### Collected data
--------------------------------------------------
PR #3959, opened 2026-02-17
Add port feature for unix socket for OTel instrumentation compatibility

### LINKED ISSUE #3957: Regression from #3954
I found a regression with #3954. When using a unix domain socket via a URL scheme (specifcially `unix:///run/redis/redis.sock?db=0`), there is an excpetion raised, since there is no `port` for unix socket connections.

```
   File "/opt/netbox/venv/lib/python3.13/site-packages/redis/commands/core.py", line 2069, in get
     return self.execute_command("GET", name, keys=[name])
            ~~~~~~~~~~~~~~~~~~~~^^^^^^^^^^^^^^^^^^^^^^^^^^
   File "/opt/netbox/venv/lib/python3.13/site-packages/redis/client.py", line 716, in execute_command
     return self._execute_command(*args, **options)
            ~~~~~~~~~~~~~~~~~~~~~^^^^^^^^^^^^^^^^^^
   File "/opt/netbox/venv/lib/python3.13/site-packages/redis/client.py", line 755, in _execute_command
     server_port=conn.port,
                 ^^^^^^^^^
 AttributeError: 'UnixDomainSocketConnection' object has no attribute 'port'
```

This was discovered when using `django-redis` for caching in `netbox`.
Downgrading to `7.1.1` solves this issue.

### LINKED ISSUE #3958: AttributeError when using Unix sockets with OTel metrics (v7.2.0)
After upgrading to redis-py 7.2.0 (released Feb 16, 2026), any Redis operations using Unix domain socket connections crash with:

```
AttributeError: 'UnixDomainSocketConnection' object has no attribute 'port'
```

Seems like a regression introduced by the new OpenTelemetry native metrics support added in #3954. The OTel instrumentation added accesses `conn.host` and `conn.port` unconditionally when recording metrics:

```python
# redis/client.py - multiple locations
record_operation_duration(
    command_name=command_name,
    duration_seconds=time.monotonic() - start_time,
    server_address=conn.host,
    server_port=conn.port,  # <-- AttributeError for UnixDomainSocketConnection - no port attribute
    db_namespace=str(conn.db),
)
```

### Environment

1. Redis server listening on a Unix socket (not TCP)
2. redis-py 7.2.0
3. Execute any Redis command (e.g., `PING`)

### Reproduction Script

Here's the Python script to reproduce the issue:

```python
"""
Requirements:
- Redis server running with: redis-server --unixsocket /tmp/redis-test.sock --unixsocketperm 777 --port 0 --daemonize yes
- redis-py 7.2.0: pip install redis==7.2.0
"""
import redis
def main():
    r = redis.Redis(
        unix_socket_path='/tmp/redis-test.sock',
        encoding='utf-8',
        decode_responses=True
    )
    
    print(f'redis-py version: {redis.__version__}')
    print(f'Connection class: {r.connection_pool.connection_class.__name__}')
    print()
    print('Executing PING command...')
    
    # This triggers _execute_command() which crashes at line 748:
    #   server_port=conn.port,  # AttributeError!
    result = r.ping()
    print(f'Result: {result}')
if __name__ == '__main__':
    main()
```

Bojun-Feng:
### Description of change

Fix #3957 
Fix #3958 

Add `host` and `port` properties to `UnixDomainSocketConnection` to fix `AttributeError: 'UnixDomainSocketConnection' object has no attribute 'port'` when using Unix sockets with the new OTel metrics introduced in v7.2.0.

### Pull Request check-list

### DIFF
--- a/redis/asyncio/connection.py
+++ b/redis/asyncio/connection.py
@@ -1016,6 +1016,17 @@ class UnixDomainSocketConnection(AbstractConnection):
         self.path = path
         super().__init__(**kwargs)
 
+    # host and port properties are required for OTel instrumentation compatibility.
+    # TCP Connection has these as attributes; Unix sockets use path instead.
+
+    @property
+    def host(self):
+        return self.path
+
+    @property
+    def port(self):
+        return None
+
     def repr_pieces(self) -> Iterable[Tuple[str, Union[str, int]]]:
         pieces = [("path", self.path), ("db", self.db)]
         if self.client_name:
--- a/redis/connection.py
+++ b/redis/connection.py
@@ -2090,6 +2090,17 @@ class UnixDomainSocketConnection(AbstractConnection):
         self.path = path
         self.socket_timeout = socket_timeout
 
+    # host and port properties are required for OTel instrumentation compatibility.
+    # TCP Connection has these as attributes; Unix sockets use path instead.
+
+    @property
+    def host(self):
+        return self.path
+
+    @property
+    def port(self):
+        return None
+
     def repr_pieces(self):
         pieces = [("path", self.path), ("db", self.db)]
         if self.client_name:


Bojun-Feng:
Ran the connection tests (tests/test_connection.py) and observability tests (tests/test_observability/) with a local Redis server. All 47 connection tests passed (1 skipped due to missing `HiredisParser`), and all 143 observability tests passed. Also verified manually that both sync and async `UnixDomainSocketConnection` now correctly return path for host and None for port. End-to-end verification confirmed the fix resolves the AttributeError when using Unix sockets.

Cornelicorn:
Also fixes #3957

petyaslavova:
Hi @Bojun-Feng, thank you for your contribution!

I’ve also been working on a few related improvements around attribute access when extracting metrics. We still need to verify whether the host and port attributes exist, since someone might implement either `ConnectionInterface` or `AbstractConnection` and configure a Redis client with a `connection_class` that doesn’t define `host` or `port`. I’m addressing that in a separate PR.

Given that, it won’t be necessary to provide both properties here. Also, since port is not relevant when using a Unix socket path, I suggest we skip it for now. You can keep only the host property for both sync and async implementations.

Bojun-Feng:
Hi @petyaslavova , thank you for the response.

I see https://github.com/redis/redis-py/pull/3964 is a better fix. Closing this down.

petyaslavova:
Hi @Bojun-Feng, my PR isn't covering the Unix socket connection's path attribute to be provided as host and this way we are losing those connectionsd to have their data reported. 
So, your solution was also a good addition, and the only change it needed was to leave only the host property. 
If you are willing to add it again, it will be great :)

PR #375, opened 2018-09-19
Add test for start-offset-time with avs 

pazeshun:
Included in #365 
Extracted test code from #365 
Travis of this PR will fail.

(from https://github.com/jsk-ros-pkg/jsk_pr2eus/pull/365#issue-209352941)

## Minor but important fix
- Speed up tests to pass travis
  - Use `init-pose` in `test-angle-vector-sequence-motion-plan` because using `reset-manip-pose` moves torso a lot and very slow
  - Reduce `start-offset-time` in tests


pazeshun:
After https://github.com/jsk-ros-pkg/jsk_pr2eus/commit/1536883e54600cb5561896c683288f9442d24560, test's time becomes short.

test-avs-to-angle-vector-make-trajectory: 1 sec
test-angle-vector-motion-plan: 8 sec
test-angle-vector-sequence-motion-plan: 32 sec
test-move-end-coords-plan: 15 sec
test-moveit-fastest-trajectory: 16 sec
test-start-offset-time: 18 sec
test-start-offset-time-with-avs: 30 sec

And `test-start-offset-time-with-avs` becomes tested before timeout

pazeshun:
Test correctly failed in both indigo and kinetic.

PR #376, opened 2018-09-19
Add test for time scaling of velocity and acceleration

pazeshun:
Test for ~~#370~~#377
Travis of this PR will be failed.

`:trajectory-filter` in `robot-moveit.l` scales positions, but leaves velocities and accelerations as they are when `:clear-velocities nil` is passed.
This violates smoothness of trajectory when the robot follows velocities or accelerations.
This test catches that bug.
That bug will be fixed in ~~#370~~#377

As many robots in JSK don't use velocities and accelerations currently, that bug hasn't appear.
However, there are some robots requiring velocities (information from @knorth55 ).
So we should fix that bug for future.


pazeshun:
Test correctly failed in indigo, too.

PR #377, opened 2018-09-20
Fix velocity time scaling

pazeshun:
Updated version of #370 
- Resolve conflicts with origin/master
- Fix scaling of multi dof joint trajectory (https://github.com/jsk-ros-pkg/jsk_pr2eus/pull/370#pullrequestreview-156665705)
- Rebased on #376 

This violates smoothness of trajectory when the robot follows velocities or accelerations.

> As many robots in JSK don't use velocities and accelerations currently, that bug hasn't appear.
However, there are some robots requiring velocities (information from @knorth55 ).
So we should fix that bug for future.

(from https://github.com/jsk-ros-pkg/jsk_pr2eus/pull/376#issue-216546619)


pazeshun:
@knorth55 Could you test this with your robot?
@furushchev Could you test this with a robot with moving base?

pazeshun:
@iory Could you test this with HSR?

iory:
OK.　I'll test it.

iory:
I checked this PR with HSR and it correctly works!

PR #379, opened 2018-10-31
fix speak-test.test to fail on volume==0

k-okada:
add code to reproduce #368, whcih has newer sound_play message with volume and the default values is 0


iory:
When will this RP be merged?

k-okada:
Another idea is to generate dummy `text2wave.sh` https://gist.github.com/k-okada/47cb17d3648d8173230a89d85242e7e7, but `soundplay_node.py` still requires desktop (?) environment.

```
#!/bin/bash

cat > /tmp/text2wave <<'EOF'
#!/bin/bash
# create dummy /tmp/text2wave for docker environment

# for festival compaibility
ARGS=`echo $@ | sed 's/\-eval\ ()//' | sed 's/\-eval\ (\(.\+\))\ \(.\+\)$/\2\ \-p\ \1/'`
eval set -- "$ARGS"

INPUT_FILE=$1;shift;
OUTPUT_FILE=/tmp/_voice_text_$$.wav
while getopts p:o: OPT
do
  case ${OPT} in
    "o")
      OUTPUT_FILE=$(readlink -f "$OPTARG")
      ;;
  esac
done

if [ ! -e $INPUT_FILE ]; then
  echo "$INPUT_FILE not found" 1>&2
  exit 1
fi

sleep 1
echo -e "RIFFF\0\0\0WAVEfmt \x10\0\0\0\x01\0\x02\0\x80\xbb\0\0\0\xee\x02\0\x04\0\x10\0LIST\x1a\0\0\0INFOISFT\x0e\0\0\0Lavf46.40.101.data\0\0\0" > $OUTPUT_FILE

exit 0
EOF

chmod u+x /tmp/text2wave
```

PR #380, opened 2018-12-01
pr2-interface.l: Add optional key arguments for :angle-vector-with-constraint

furushchev:
- Add docstring for `:angle-vector-with-constraint` method
- add optional key arguments for the method
  - `:revert-if-fail`
  - `:div`
  - `:initial-angle-vector`


pazeshun:
I don't know much about `:angle-vector-with-constraint`, but is it similar to `:angle-vector` with `:end-coords-interpolation t`?
If so, please consider to use and improve end-coords-interpolation if you have time.

furushchev:
Partially yes, it's the similar but this is also often used for avoiding rotation of infinite rotational joints.
I agree to discuss future migration to the function you mentioned anyway.

PR #381, opened 2018-12-11
[pr2eus/robot-interface.l] Modified warning message in case of we can not connect to follow joint trajectory server

iory:
This PR modified the warning message in case of we can not connect to follow joint trajectory server,
because```goal``` topic is not always comming. 
So we should check the ```status``` topic.


pazeshun:
@iory kindly ping

iory:
I modified warn message
`make sure that you can run 'rostopic echo /~A/goal' and 'rostopic info /~A/goal'` to `make sure that you can run 'rostopic info /~A/goal'`
`

pazeshun:
Is warn message correct?
Current implementation may allow `rostopic info` even with kinematic simulator, because robot-interface subscribes it.
Please check the behaviour.

iory:
I modified warn message. I asked people where subscribers and publishers exist.

iory:
Thanks you, too!

iory:
@k-okada 
Could you please review modification of warning messages?

PR #382, opened 2018-12-12
fix typo and add pr2-init in pr2eus-moveit.l for PR2 + moveit

knorth55:


pazeshun:
1. So did https://github.com/jsk-ros-pkg/jsk_pr2eus/blob/master/pr2eus_moveit/test/test-pr2eus-moveit.l#L81 call new function in travis test of this PR?
2. Why did previous code work with wrong parenthesis close?

pr2eus_moveit/euslisp/pr2eus-moveit.l
```diff
@@ -1,4 +1,8 @@
+(require :robot-interface "package://pr2eus/robot-interface.l")
 (require :robot-moveit "package://pr2eus_moveit/euslisp/robot-moveit.l")
+(require :pr2 "package://pr2eus/pr2.l")
+(require :pr2-utils "package://pr2eus/pr2-utils.l")
```
pazeshun: I assume `:robot-interface`, `:pr2` and `:pr2-utils` are dependencies of `pr2-interface`.
Do we have to write them explicitly?
Writing them explicitly is not a common way, I think.
https://github.com/jsk-ros-pkg/jsk_pr2eus/blob/master/pr2eus_openrave/pr2eus-openrave.l#L5

knorth55:
@k-okada Kindly ping. Can you merge this?

k-okada:
`pr2-init` is already defined in `pr2-interface.l` so please reuse them.
1. When we load `pr2-moveit.l`, rename original `pr2-init` as `pr2-init-orgp` and define newer version of `pr2-init` and call `pr2-init-org` within it.

k-okada:
Please refer to https://github.com/euslisp/EusLisp/blob/9cfd6550b551998bb9a29d78ef2cf28bba2ce59e/lisp/opengl/src/gluforeign.l#L75-L76 for rename original function.

PR #343, opened 2018-04-13
pr2eus: override clear-costmap namespace for pr2

furushchev:
Namespaces of services for clearing cost map or changing inflation range depends on configuration of `move_base` stack and different on each robots.
I added to override the existing method defined in `robot-interface.l` into `pr2-interface.l` for supporting pr2.

PR #396, opened 2019-10-01
Fix return value of clear-costmap function

YutoUchimi:
`clear-costmap` function and `:clear-costmap` method, whose namespace was fixed in #343, always return `t` even if a service call failed.
In this PR the function returns `t` after calling that service, and otherwise (if the service is not advertised yet) returns `nil`.

### DIFF
--- a/pr2eus/robot-interface.l
+++ b/pr2eus/robot-interface.l
@@ -1744,8 +1744,11 @@ Return value is a list of interpolatingp for all controllers, so (null (some #'i
    "Send signal to clear costmap for obstacle avoidance to move_base."
    (let ((srv-name (format nil "~A/clear_costmaps" (send move-base-action :name))))
      (if (ros::wait-for-service srv-name 0)
-         (call-empty-service srv-name)))
-   t)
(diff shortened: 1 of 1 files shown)


k-okada:
How about
```
(if (ros::wait-for-service srv-name 0)
          (call-empty-service srv-name)))))
```
?

YutoUchimi:
Thanks for your review!

- I wrote `nil` for return value explicitly, but it's ok even if the function implicitly returns `nil`.

- It seems `(call-empty-service srv-name)` returns empty service response, which doesn't have success/fail field.
  Which should we get, the service response or boolean value?
  ```
  $ rossrv show std_srvs/Empty 
  ---
  
  ```

YutoUchimi:
I searched under jsk-ros-pkg/* and start-jsk/*, and could not find any code which assumes EmptyResponse as a return value of `(call-empty-service)`.
So I changed  `(call-empty-service)` to return `t` in https://github.com/jsk-ros-pkg/jsk_roseus/pull/621

PR #402, opened 2019-10-07
Updates to :stop-motion

Affonso-Gui:
The `:stop-motion` stops the current angle vector by sending the actual angle vector as a new command (and therefore overwriting the old command).

The problem is that is also does that when there is no ongoing action, and since it also have an `:wait-interpolation` it takes a few seconds to return from the call.

In this PR we:
1. Only overwrite commands when there are ongoing actions
1. Add a `wait` key argument to the `:stop-motion`, so the user can opt not to wait-interpolation.

@pazeshun

### DIFF
--- a/pr2eus/robot-interface.l
+++ b/pr2eus/robot-interface.l
@@ -626,6 +626,7 @@ return t if interpolating"
              (setq cacts (gethash ctype controller-table)))
             (t
              (setq cacts controller-actions)))
+      (send self :spin-once)  ;; update interpolatingp
       (some #'(lambda (a) (send a :interpolatingp)) cacts)))
   (:wait-interpolation-smooth (time-to-finish &optional (ctype))
 "Return time-to-finish [msec] before the sent command is finished. Example code are:
@@ -667,9 +668,10 @@ Return value is a list of interpolatingp for all controllers, so (null (some #'i
             (send-all controller-actions :time-to-finish)))))
   (:stop-motion (&key (stop-time 0))
    "Stop current executing motion"
-   (let ((av (send self :state :potentio-vector)))
-     (send self :angle-vector av stop-time)
-     (send self :wait-interpolation)))
+   (when (send self :interpolatingp)
+     (let ((av (send self :state :potentio-vector)))
+       (send self :angle-vector av stop-time)
+       (send self :wait-interpolation))))
   (:cancel-angle-vector
    (&key ((:controller-actions ca))
          ((:controller-type ct))
--- a/pr2eus/robot-interface.l
+++ b/pr2eus/robot-interface.l
@@ -666,12 +666,14 @@ Return value is a list of interpolatingp for all controllers, so (null (some #'i
               (send-all cacts :time-to-finish)))
            (t
             (send-all controller-actions :time-to-finish)))))
-  (:stop-motion (&key (stop-time 0))
+  (:stop-motion (&key (stop-time 0) (wait t))
    "Stop current executing motion"
    (when (send self :interpolatingp)
      (let ((av (send self :state :potentio-vector)))
        (send self :angle-vector av stop-time)
-       (send self :wait-interpolation))))
+       (if wait
+           (send self :wait-interpolation)
+           t))))
   (:cancel-angle-vector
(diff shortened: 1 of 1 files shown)


k-okada:
Do you need this because I did not merged https://github.com/start-jsk/rtmros_common/pull/765#issuecomment-392741195 ?

Affonso-Gui:
@k-okada This is not directly related to https://github.com/start-jsk/rtmros_common/pull/765#issuecomment-392741195.

I noticed this problem when adding a call of `:stop-motion` to the default sigint behaviour, which led me to waiting a couple seconds every time C-c is pressed, even though there was no ongoing motion.

YoheiKakiuchi:
Why this ```it also have an :wait-interpolation it takes a few seconds to return from the call.``` happens.

I saw the code, by this ```(send self :angle-vector av stop-time)```,
the duration of this command was limited by min-time (= 1.0 second).
https://github.com/jsk-ros-pkg/jsk_pr2eus/blob/master/pr2eus/robot-interface.l#L374

k-okada:
so why not using :cancel-angle-vector
--
◉ Kei Okada



2019年10月8日(火) 14:48 Affonso, Guilherme <notifications@github.com>:

Affonso-Gui:
@YoheiKakiuchi Sorry, saying that it takes a few seconds was a bit exaggerated. It seems to take exactly 1 second
```lisp
$ (bench (send *ri* :stop-motion))
[ INFO] [1570526342.652453956]: wait-interpolation debug: start
[ INFO] [1570526343.678601001]: wait-interpolation debug: end
;; time -> 1.08321[s]
(nil nil nil nil)
```

@k-okada `:cancel-angle-vector` leads to an abrupt stop, while `:stop-motion` makes the robot stops smoothly. I thought that it would be best fitted for a demo to use the `:stop-motion` in planned interruptions.

k-okada:
i see, please add that to doc string.
--
◉ Kei Okada



2019年10月8日(火) 18:25 Affonso, Guilherme <notifications@github.com>:

Affonso-Gui:

pr2eus/robot-interface.l
```diff
@@ -665,16 +666,19 @@ Return value is a list of interpolatingp for all controllers, so (null (some #'i
               (send-all cacts :time-to-finish)))
            (t
             (send-all controller-actions :time-to-finish)))))
-  (:stop-motion (&key (stop-time 0))
-   "Stop current executing motion"
-   (let ((av (send self :state :potentio-vector)))
-     (send self :angle-vector av stop-time)
-     (send self :wait-interpolation)))
+  (:stop-motion (&key (stop-time 0) (wait t))
+   "Smoothly stops the motion being executed by sending the current joint state to the joint trajectory action goal"
```
k-okada: @Affonso-Gui how about  adding “, uses are expected to use :cancel-angle-vector, for most cases” or something.

Affonso-Gui: Are uses expected to use :cancel-angle-vector for most cases?

k-okada: if it is supported, what is the reason to use :stop-motion ?

Affonso-Gui: Both `:cancel-angle-vector` and `:stop-motion` are (should be) supported on all robots that use follow-joint-trajectory controllers.

> :cancel-angle-vector leads to an abrupt stop, while :stop-motion makes the robot stops smoothly. 

Although there are robots in which `:cancel-angle-vector` is smooth enough, prioritizing speed or smoothness is task/motion dependent, so I don't believe we can generalize into using one over the other.

k-okada: I see, then how about adding "note that :cancel-angle-vector leads to an abrupt stop, while :stop-motion makes the robot stops smoothly.", ":stop-time is transition time for stopping motion, but the actual interpolation duration is limited by :min-time of :angle-vector, which is set to 1.0 [sec] by default" etc, to avoid confusion like my case.

Affonso-Gui: @k-okada Added more information to the docstring. Please check to see if it's clear enough.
--------------------------------------------------
### THE TASK
Set down the lines of the records exactly, from the first one through the line containing "solves this issue.", and add nothing else.

### ANSWER TO THIS PROBLEM
PR #3959, opened 2026-02-17
Add port feature for unix socket for OTel instrumentation compatibility

### LINKED ISSUE #3957: Regression from #3954
I found a regression with #3954. When using a unix domain socket via a URL scheme (specifcially `unix:///run/redis/redis.sock?db=0`), there is an excpetion raised, since there is no `port` for unix socket connections.

```
   File "/opt/netbox/venv/lib/python3.13/site-packages/redis/commands/core.py", line 2069, in get
     return self.execute_command("GET", name, keys=[name])
            ~~~~~~~~~~~~~~~~~~~~^^^^^^^^^^^^^^^^^^^^^^^^^^
   File "/opt/netbox/venv/lib/python3.13/site-packages/redis/client.py", line 716, in execute_command
     return self._execute_command(*args, **options)
            ~~~~~~~~~~~~~~~~~~~~~^^^^^^^^^^^^^^^^^^
   File "/opt/netbox/venv/lib/python3.13/site-packages/redis/client.py", line 755, in _execute_command
     server_port=conn.port,
                 ^^^^^^^^^
 AttributeError: 'UnixDomainSocketConnection' object has no attribute 'port'
```

This was discovered when using `django-redis` for caching in `netbox`.
Downgrading to `7.1.1` solves this issue.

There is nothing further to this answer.